Jackson will have a decent pool of choices, which will include veterans like Randy Foye, Brandon Jennings, Greivis Vasquez, Jarrett Jack, Seth Curry, Aaron Brooks and Ramon Sessions, to name a few.

But reserve point guard is just the beginning, as the Knicks will have to decide on whether to re-sign restricted free-agent backups like forwards Lance Thomas and Derrick Williams, center Kevin Seraphin and combo-guard Langston Galloway.

New York will have to make cost-effective decisions soon, which is why they’ve initially put cap holds on those holdovers. They’ll be able to sign some once they hit the new cap ceiling, as a team is allowed to go over its salary cap to sign their own restricted free agents. But for someone like Williams, who may attract multiple suitors, the team may be best to renounce his rights, because they may not be able to afford his new pact anyway as they don’t have his Bird rights.

Jackson said he’s aware of their cap and roster situation, but feels he still has the flexibility to round out his squad and field a competitive team.
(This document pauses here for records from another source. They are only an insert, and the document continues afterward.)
PR #617, opened 2023-03-24
[OIDC] Demo with OIDC (lemon) set up and TeamMail flutter web frontend

chibenwa:


Arsnael:
Read it. No comment for now

PR #621, opened 2023-03-28
ISUE-588 Linagora service discovery

quantranhong1999:


tmail-backend/integration-tests/jmap/jmap-integration-tests-common/src/main/scala/com/linagora/tmail/james/common/LinagoraServicesDiscoveryRoutesContract.scala
```diff
@@ -0,0 +1,108 @@
...
+      .extract()
+      .body()
+      .asString()
+
+    assertThatJson(response)
+      .isEqualTo(
+        s"""{
+           |	"linShareApiUrl": "https://linshare.linagora.com/linshare/webservice",
+           |	"linToApiUrl": "https://linto.ai/demo",
+           |	"linToApiKey": "apiKey",
```
chibenwa, line 48: This call should likely be authenticated, as details like linto API key may be sensible...

quantranhong1999: Yes, authentication has been done here. Test name `serviceDiscoveryShouldSucceedWhenUserIsAuthenticated` (basic auth in Before each BTW).

Maybe I would explicitly declare it for more readable.

chibenwa (approved):

Arsnael (approved):

PR #626, opened 2023-03-31
ISSUE-609 JMAP CalendarEvent/parse STATUS

quantranhong1999:
In a "VEVENT" calendar component, the "Organizer" can indicate that a meeting is tentative, confirmed, or cancelled.

RF:
https://www.rfc-editor.org/rfc/rfc8984.html#section-5.1.3 
https://www.rfc-editor.org/rfc/rfc5545#section-3.8.1.11


tmail-backend/jmap/extensions/src/main/scala/com/linagora/tmail/james/jmap/model/CalendarEventParse.scala
```diff
@@ -105,6 +106,24 @@ object CalendarFreeBusyStatusField extends Enumeration {
 
 case class CalendarFreeBusyStatusField(value: FreeBusyStatus) extends AnyVal
 
+object CalendarEventStatusField extends Enumeration {
+  type EventStatus = Value
+  val Confirmed = Value("confirmed")
+  val Cancelled = Value("cancelled")
+  val Tentative = Value("tentative")
```
chibenwa, line 113: Shouldn't this be implemented as an enum? (sealed trait + case objects ?)

quantranhong1999: Here I am using directly the enum syntax of Scala 2.xx: https://www.scala-lang.org/api/2.13.5/scala/Enumeration.html

Is it not less boilerplate than sealed trait + case objects?

chibenwa (approved):

Arsnael (approved):

PR #8699, opened 2021-08-27
gen4: Make sure that column names are correct

systay:
## Description
A bug had crept in that made it so column names were not always respected. This fixes it.

## Related Issue(s)
#7280 

## Checklist


GuptaManan100 (approved):
LGTM! 💕

PR #8700, opened 2021-08-27
gateway: use keyspace events when buffering requests

### LINKED ISSUE #7059: while doing cutover for resharding, an exception is thrown to app
#### Overview of the Issue

Two issues of cutover for reshard: 
`One` is an exception is thrown to App and `the other` is VTGate does not detect the end of cutover. 
To drain the buffered requested is only done by the time out of buffering duration. 

You can find the second issue as #7061 .

#### Reproduction Steps

Version: vitess/lite:v8.0.0 images and percona 8.0 image. 

```yaml
    mysqld:
      mysql80Compatible: percona:8.0
```

I don't think percona:8.0 matters. I just wanted to exploit parallel replication options of mysql 8.0 and chose percona:8.0 which is one of the easiest options. 

I also use Vitess native JDBC driver(v8.0.0) for App(JDBC).

Steps to reproduce this issue:

1. Prepare for the '-' shard of 3 VTTablet replicas:

Let's say the database is "ycsb". 

For my case, I use 128 VTGate. VTGate options are:
```yaml
        enable_buffer: "true"
        gateway_implementation: "tabletgateway"
        buffer_size: "50000"
```

No special options for VTTablet except mysqld:
```yaml
            mysqld:
              configOverrides: |
                [mysqld]
                slave_parallel_workers=20
                slave_parallel_type=LOGICAL_CLOCK
                transaction_write_set_extraction=XXHASH64
                binlog_transaction_dependency_tracking=WRITESET
```

2. Deploy the following `vschema` and `schema`:

```sh
vtctlclient ApplySchema -sql='CREATE TABLE usertable ( YCSB_KEY VARCHAR(255) PRIMARY KEY, FIELD0 TEXT, FIELD1 TEXT, FIELD2 TEXT, FIELD3 TEXT, FIELD4 TEXT, FIELD5 TEXT, FIELD6 TEXT, FIELD7 TEXT, FIELD8 TEXT, FIELD9 TEXT );' ycsb
vtctlclient ApplyVSchema -vschema='{ "sharded": true, "vindexes": { "hash": { "type": "unicode_loose_md5" } }, "tables": { "usertable": { "column_vindexes": [ { "column": "YCSB_KEY", "name": "hash" } ] } } }' ycsb
```

3. Prepare for YCSB client.

You can find it from https://github.com/brianfrankcooper/YCSB

4. Load initial data

Execute ycsb load workload to load some data. You can do it by something like this:

```sh
bin/ycsb load jdbc -P workloads/workloada -p db.driver=io.vitess.jdbc.VitessDriver -p db.url=jdbc:vitess://<VTGate>:15999/ycsb -p db.user=user -p maxexecutiontime=0 -p recordcount=500000 -threads 16 -s"
```

Please modify `<VTGate>` as yours. 

Then, it will load initial 500,000 rows. You may change the number of records. 

5. Create '-80,80-' VTTablets.

```yaml
    - equal:
        parts: 2
```

6. Reshard '-' to '-80,80-'.

```sh
vtctlclient Reshard ycsb.SplitAs2 '-' '-80,80-'
```

7. Once reshard completes copying, execute workload. 

```sh
bin/ycsb run jdbc -P workloads/workloada -p db.driver=io.vitess.jdbc.VitessDriver -p db.url=jdbc:vitess://<VTGate>:15999/ycsb -p db.user=user -p maxexecutiontime=7200 -p recordcount=500000 -p operationcount=2147483627 -threads 128 -target 1500 -s
```

It will generate 1500 ops of which 50% of read and 50% of update workload. It will print stats for every 10 seconds.

8. While workload is executing, do cutover. 

```sh
vtctlclient SwitchReads -tablet_type=rdonly ycsb.SplitAs2
vtctlclient SwitchReads -tablet_type=replica ycsb.SplitAs2
vtctlclient SwitchWrites ycsb.SplitAs2
```

8. View error

There are 2 two issues I see. 

#### issue 1.

The first one is the app is exposed with exceptions. You will see a bunch of errors like this:
 
```
Error in processing read of table usertable: java.sql.SQLNonTransientException: Vitess RPC error: legacy_code: QUERY_NOT_SERVED_LEGACY
message: "vtgate: http://my-zone1-vtgate-2f3311c0-6499d75796-4b7wp:15000/: target: ycsb.-.master, used tablet: zone1-868377885 (10.171.174.217): vttablet: rpc error: code = FailedPrecondition desc = operation not allowed in state NOT_SERVING"
code: FAILED_PRECONDITION

...
```

```
2020-11-20 11:45:46:270 250 sec: 331099 operations; 1322.3 current ops/sec; est completion in 18 days 18 hours [READ: Count=6611, Max=177407, Min=4712, Avg=61428.42, 90=102015, 99=164223, 99.9=170879, 99.99=174975] [UPDATE-FAILED: Count=32, Max=10895359, Min=10076160, Avg=10694912, 90=10895359, 99=10895359, 99.9=10895359, 99.99=10895359] [UPDATE: Count=6547, Max=177663, Min=4124, Avg=66844.16, 90=105407, 99=168703, 99.9=176639, 99.99=177663] [READ-FAILED: Count=33, Max=10903551, Min=10076160, Avg=10721466.18, 90=10895359, 99=10903551, 99.9=10903551, 99.99=10903551]
```

Please notice the failed requests: 65(32 of READ and 33 of UPDATE) for this case.  

I expected SQLNonTransientException won't be thrown to App since the failed requests are buffered and retried after cutover. 

#### issue 2. 

You can find it from #7061 .

#### Binary version

```
vitess/lite:v8.0.0 images
```

### LINKED ISSUE #7061: while doing cutover for resharding, the end of cutover is not automatically detected
#### Overview of the issue

This is another part of #7059.

VTGate does not detect the end of cutover.
To drain the buffered requested is only done by the time out of buffering duration.

#### Reproduction Steps

please find #7059 for repro steps. Repro is same as #7059.

#### View error
Once you cutover, you will see VTGate logs like this:
```
I1120 02:45:32.307383       7 shard_buffer.go:280] Starting buffering for shard: ycsb/- (window: 10s, size: 5000000, max failover duration: 10s) (A failover was detected by this seen error: Code: FAILED_PRECONDITION
vttablet: rpc error: code = FailedPrecondition desc = operation not allowed in state NOT_SERVING
.)
I1120 02:45:32.314849       7 tablet_health_check.go:110] HealthCheckUpdate(Serving State): tablet: zone1-868377885 (10.171.174.217) serving true => false for ycsb/- (MASTER) reason: healthCheck update
I1120 02:45:42.307964       7 shard_buffer.go:545] Stopping buffering for shard: ycsb/- after: 10.0 seconds due to: stopping buffering because failover did not finish in time (10s). Draining 65 buffered requests now.
I1120 02:45:43.128362       7 shard_buffer.go:565] Draining finished for shard: ycsb/- Took: 820.334657ms for: 65 requests.
```

Please notice the log:
```
stopping buffering because failover did not finish in time (10s). Draining 65 buffered requests now.
```

However, switch usually takes only 2-3 seconds. 

#### Observations

I don't know `recordExternallyReparentedTimestamp` works for resharding case.
```go
	if timestamp <= sb.externallyReparented {
		return
	}

        // where timestamp is `th.MasterTermStartTime`.
```

When I experimentally delete the primary pod, vtgate correctly detects the end of cutover.

vmg:
## Description

Fixes https://github.com/vitessio/vitess/issues/8462 (lol, hopefully).
Fixes #7059
Fixes #7061

Alright, this is the first draft of a solution for the dreaded request buffering issue. After a lot of investigation, we've arrived at this approach to fix the issue.

Summarizing:

- We're still performing the request buffering at the shard level, like we were before, but we've replaced the old `HealthCheck`-based approach to find out when a failover is finished with a brand new `KeyspaceEventWatcher`.
- The `KeyspaceEventWatcher` is a new implementation that augments `HealthCheck` events with metadata from the topology server for keyspace changes. This allows it to process any primary promotion events wholistically for the whole keyspace, so when these events are part of a resharding operation, they are only reported once the whole keyspace has been properly sharded and all the new shards are healthy and serving.
- Because of this, we can now distinguish in the Buffer code between plained failovers for a single primary (whose buffered requests can be retried) and primary promotions as part of a resharding operation (whose buffered requests cannot be retried because the shard they were targetting is now gone as part of the resharding process).
- When the latter situation arises, the buffering code reports a special error code that is handled in the execution engine. This handling has been implemented **at the primitive level** (as opposed to the initial approach that intended to handle this at the plan generation level). This means that the buffered query is only re-executed in the new shard for the primitive subquery, and not for the whole plan -- this is required for handling some corner cases, see https://github.com/vitessio/vitess/pull/8681 for examples.

As far as we can tell (and as far as I can test manually), this implementation can resume buffering after any kind of resharding event. Notably however, it does not support MoveTable events, on which we're punting for now.

The implementation has a bit of duplicated code on `Buffer` because I wanted to leave in the old implementation to make them swappable while we gain confidence on the new `KeyspaceEvent`-based buffering code.

I need a drink.

cc @deepthi @harshit-gangal @sougou 

## Related Issue(s)

## Checklist


vmg:
OK, I think this PR is ready for review merge. I spent all of today implementing tests for the new functionality and I think I was successful. I've split the existing `tabletgateway/buffer` end-to-end tests into "reparenting" and "resharding" tests, to verify both behaviors.

The new tests ensure that queries are buffered and do not error out when a Vitess cluster is reparented or resharded. They both use the new Keyspace Events Watcher API for event detection. The reparenting tests are green when using the KEW and the old HealthCheck API, but I decided to run them only with KEW because we're deprecating the old API and these are expensive tests. The resharding tests are green with the KEW and faill with the HealthCheck API, which is, huh, kinda the whole point of this project.

One last thing I noticed while stress testing the resharding operation is another failure case that we never detected and never discussed before: in a high-traffic Vitess cluster with high QPS, it's possible that a query arrives to the VTGate during a resharding operation such as that the query is planned for shard `0` but such shard has been marked as unhealthy by the resharding operation by the time the query is executed. This would usually cause `TabletGateway` to fail fast with an `UNAVAILABLE` error that is not retried, since the topology server would return no shards capable of serving the query, and the buffering code would not be aware (yet) of any buffering events for the shard (as the shard was removed before any queries could fail on it and hence start the buffering process).

This is easy to reproduce with high enough QPS, and in practice results in a very short burst of instantly failed queries from the VTGate in the exact same moment than the reparenting starts. Fortunately, the new Keyspace Event Watcher is smart enough to notice this new corner case, so I've updated `TabletGateway` to handle it explicitly: if there are no shards available to serve the query, but the KEW knows that no shards are healthy because the keyspace is currently being resharded, we'll buffer the query all the same and re-try it at the end of the event so that it lands in the new shard. :ok_hand:

go/vt/vtgate/tabletgateway.go
```diff
@@ -231,10 +258,22 @@ func (gw *TabletGateway) withRetry(ctx context.Context, target *querypb.Target,
...
+			}
 		}
 
 		tablets := gw.hc.GetHealthyTabletStats(target)
 		if len(tablets) == 0 {
+			// if we have a keyspace event watcher, check if the reason why our primary is not available is that it's currently being resharded
+			if target.TabletType == topodatapb.TabletType_PRIMARY && gw.kev != nil && gw.kev.TargetIsBeingResharded(target.Keyspace, target.Shard) {
+				err = vterrors.Errorf(vtrpcpb.Code_CLUSTER_EVENT, "current keyspace is being resharded")
+				continue
+			}
```
vmg, line 276: This is the special handling I was talking about.

go/vt/vtgate/buffer/buffer.go
```diff
@@ -61,6 +60,20 @@ const (
...
 
+// RetryDoneFunc will be returned for each buffered request and must be called
+// after the buffered request was retried.
+// Without this signal, the buffer would not know how many buffered requests are
+// currently retried.
+type RetryDoneFunc context.CancelFunc
+
+// CausedByFailover returns true if "err" was supposedly caused by a failover.
+// To simplify things, we've merged the detection for different MySQL flavors
+// in one function. Supported flavors: MariaDB, MySQL, Google internal.
```
deepthi, line 71: I don't think we need to support Google internal any more.

go/vt/vtgate/buffer/flags.go
```diff
@@ -23,60 +23,50 @@ import (
...
 	"time"
 
+	"vitess.io/vitess/go/vt/log"
 	"vitess.io/vitess/go/vt/topo/topoproto"
 )
 
 var (
-	enabled       = flag.Bool("enable_buffer", false, "Enable buffering (stalling) of primary traffic during failovers.")
-	enabledDryRun = flag.Bool("enable_buffer_dry_run", false, "Detect and log failover events, but do not actually buffer requests.")
+	f_enabled       = flag.Bool("enable_buffer", false, "Enable buffering (stalling) of primary traffic during failovers.")
```
deepthi, line 31: This seems to introduce a new naming convention for flags. I'd prefer we don't do that in this PR. If we agree on such a convention we should change all flags in one go.
Feel free to rename them to be more descriptive, e.g. window -> bufferWindow.

go/vt/vtgate/gateway.go
```diff
@@ -38,6 +37,7 @@ import (
 var (
 	// GatewayImplementation allows you to choose which gateway to use for vtgate routing. Defaults to tabletgateway, other option is discoverygateway
 	GatewayImplementation = flag.String("gateway_implementation", "tabletgateway", "Allowed values: discoverygateway (deprecated), tabletgateway (default)")
+	bufferImplementation  = flag.String("buffer_implementation", "healthcheck", "Allowed values: healthcheck (deprecated), keyspace_events (default)")
```
deepthi, line 40: Docstring says `keyspace_events` is the default but the actual default value has been specified as `healthcheck`.

deepthi (approved):
Nice work. Very clean as usual.
I had a couple of nits, otherwise LGTM.

deepthi:
Cluster test `tabletgateway_buffer_reshard` is failing right now, that needs to be resolved.

vmg:
Fixed all the tests :green_apple:, I'll merge at the end of the day in case somebody else wants to review.

deepthi:
Use the new flag `buffer_implementation=keyspace_events` to enable this feature.

go/vt/vtgate/tabletgateway.go
```diff
@@ -231,10 +258,22 @@ func (gw *TabletGateway) withRetry(ctx context.Context, target *querypb.Target,
 				defer retryDone()
 				bufferedOnce = true
 			}
+
+			if bufferErr != nil {
```
rafael, line 262: Could you provide some context on this change in the order of the logic here? We are checking retryDone, before checking the error. 

I'm not familiarized with the details of the logic here, but this chance caught my attention.

go/vt/vtgate/tabletgateway.go
rafael: Question to make sure I'm following correctly this change: Now, in addition to previous existent logic, it will use these events to retry. 

One follow up question for these retries: other errors in this block, were not that time sensitive. For instance, if a connection to a tablet failed, in the next iteration of the block another tablet would be used for the retry. In this case, there is some amount of time that needs to elapsed before new primaries will become available.  Would it make sense to start thinking of exponential backoff between retries?

rafael (commented):
Arriving late to this party. This looks good to me as well. I left couple comments that are more for my own curiosity and understanding of the change.

go/vt/vtgate/tabletgateway.go
vmg: There is no need for exponential backoff here. In this specific case, we're setting an explicit buffering error, so that the next iteration of the loop will block directly on the buffering code and will not resume until the primary becomes available. This is not a busy loop, so we don't need to backoff. :ok_hand:

go/vt/vtgate/tabletgateway.go
vmg: This is a small corner case fix: there are now cases when the buffering code returns both an error and a cancelation function. It's important to `defer` the cancelation function whenever it's returned, even if we also have an error and must exit the function right away -- not defering the function would cause a (tiny) memory leak.

go/vt/vtgate/tabletgateway.go
rafael: Nice, this makes sense.

go/vt/vtgate/tabletgateway.go
rafael: Ah cool. Makes sense as well.

go/vt/vtgate/tabletgateway.go
sonne5: Am I right that the "buffer" request here is not really put a "request" into a queue, we are queueing the entry and the actaul request goroutine just gets block until the shard split/failover finished?

go/vt/vtgate/tabletgateway.go
```diff
@@ -105,31 +105,65 @@ func NewTabletGateway(ctx context.Context, hc discovery.HealthCheck, serv srvtop
...
-		for {
-			select {
-			case <-ctx.Done():
-				return
-			case result := <-hcChan:
-				if result == nil {
-					// If result is nil it must mean the channel has been closed. Stop goroutine in that case
-					bufferCancel()
+	gw.setupBuffering(ctx)
+	gw.QueryService = queryservice.Wrap(nil, gw.withRetry)
```
sonne5, line 110: I see we rely on srv keyspace to detect shard split events, how would a failover being handled here? Say we have a failover in a shard from A to B:
t1: A became problematic / not responding
t2: Orchestrator detects the problem and do an external reparent from A to B
t3: healthcheck detect the reparent event and set primary of the shard to B

After t3, requests should be handled properly. I'm thinking before t3, what is the mechanism to handle / buffer requests (if it exists)? I'm asking because if we can buffer as much requests as possible between t1 and t3, in theory we should have higher availability. 

Is there some coordination we are doing at vttablet to trigger the buffer logic here for a reparent?

go/vt/vtgate/buffer/buffer.go
```diff
@@ -233,6 +162,15 @@ func (b *Buffer) ProcessPrimaryHealth(th *discovery.TabletHealth) {
 	sb.recordExternallyReparentedTimestamp(timestamp, th.Tablet.Alias)
 }
 
+func (b *Buffer) HandleKeyspaceEvent(ksevent *discovery.KeyspaceEvent) {
+	for _, shard := range ksevent.Shards {
+		sb := b.getOrCreateBuffer(shard.Target.Keyspace, shard.Target.Shard)
+		if sb != nil {
+			sb.recordKeyspaceEvent(shard.Tablet, shard.Serving)
```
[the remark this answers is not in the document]
vmg: We actually don't trigger any buffering operations when we receive the healcheck fail for a primary! That's because these healthchecks are processed by the topology engine, which often lags behind the actual availability issue. Instead, what we do it start buffering once the `vtgate` itself fails to reach the primary (i.e. when we get an error return during a request), and the Keyspace Events handler is designed to detect when the availability incident is over _cluster-wide_.

go/vt/discovery/keyspace_events.go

“We have people we are considering,” he said from Orlando during Summer League action, while also acknowledging they’re on a limited budget. “We are appealing to people’s better interest that we’re a team on the move. I think that helps. … We’re always trying to squeeze something extra out of it.”

Knicks notes:

  • All contracts can be officially signed once the NBA moratorium is lifted, Thursday.
  • The tax threshold will be $113.287 million, while the minimum team salary, which is set at 90 percent of the cap, is $84.729 million. The current collective bargaining agreement (CBA) allows three different mid-level exceptions (MLE), depending on a team’s salary level. The nontaxpayer MLE will be $5.628 million. The taxpayer MLE will be $3.47 million. And the MLE for a team under the salary cap will be $2.898 million.
  • Thomas reportedly has interest from the Los Angeles Clippers, Minnesota Timberwolves, New Orleans Pelicans and the Oklahoma City Thunder. The Knicks have his Bird rights, and the max they can give him is a starting salary of roughly $6 million per.
  • Jackson reasoned that in order to obtain more cap space, the Knicks could move a player or two. If there’s one veteran to keep an eye on, it’s big man Kyle O’Quinn, who will make $4 million next year.
  • New head coach Jeff Hornacek said whoever the team adds to fill out the bench, there won’t be any added pressure, thanks to his own Big Three of Rose, Carmelo Anthony and Kristaps Porzingis: “Hopefully the way our roster is shaping up, with those three guys, that we always have two of those guys on the court,” Hornacek said during a break in Summer League action. “It will take the pressure off of bench guys to make an open shot. You’re not going to be a real focus necessarily. So that always makes it easier for these guys to feel comfortable out there. If you’re trying to sub five guys in and have five bench guys as a group, it’ll probably be more difficult.”